Problem — The reply must reproduce each line below exactly.

Raw data —
PR #4128, opened 2022-02-15
Fix crash from diffable data source update queue

tonisevener:
**Phabricator:**
Maybe https://phabricator.wikimedia.org/T301132?

### Notes
I came across this crash once or twice when doing performance tests. Here's a screenshot of what I saw:

Screen Shot 2022-02-14 at 9 49 34 AM

Here's what I _think_ is happening: we're trying to access a managed object's property (in this case, the `RemoteNotification` `key` property) from the wrong thread. The notifications hanging off of `NotificationsCenterCellViewModel` were created from the `viewContext`, but diffable data source is considering them from the `snapshotUpdateQueue`, not the main thread. My approach here is to just have a constant in-memory `key` property hanging off of `NotificationsCenterCellViewModel` for the `snapshotUpdateQueue` to reference when using `Equatable`/`Hashable`.

This crash happens rarely for me, so it's hard to test beyond basic regression. Even when I've confirmed that the `==` is running on the `shapshotUpdateQueue`, it usually runs fine.

### Test Steps
Regression test importing and refreshing notifications. You can consider cherry-picking this fix into the `notifications-performance-testing` branch to easily increase the number of mock notifications that are imported or refreshed.


mazevedofs (approved):
Looks great!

Written solution —
PR #4128, opened 2022-02-15
Fix crash from diffable data source update queue

tonisevener:
**Phabricator:**
Maybe https://phabricator.wikimedia.org/T301132?

### Notes
I came across this crash once or twice when doing performance tests. Here's a screenshot of what I saw:

Screen Shot 2022-02-14 at 9 49 34 AM

Here's what I _think_ is happening: we're trying to access a managed object's property (in this case, the `RemoteNotification` `key` property) from the wrong thread. The notifications hanging off of `NotificationsCenterCellViewModel` were created from the `viewContext`, but diffable data source is considering them from the `snapshotUpdateQueue`, not the main thread. My approach here is to just have a constant in-memory `key` property hanging off of `NotificationsCenterCellViewModel` for the `snapshotUpdateQueue` to reference when using `Equatable`/`Hashable`.

This crash happens rarely for me, so it's hard to test beyond basic regression. Even when I've confirmed that the `==` is running on the `shapshotUpdateQueue`, it usually runs fine.

### Test Steps
Regression test importing and refreshing notifications. You can consider cherry-picking this fix into the `notifications-performance-testing` branch to easily increase the number of mock notifications that are imported or refreshed.


mazevedofs (approved):
Looks great!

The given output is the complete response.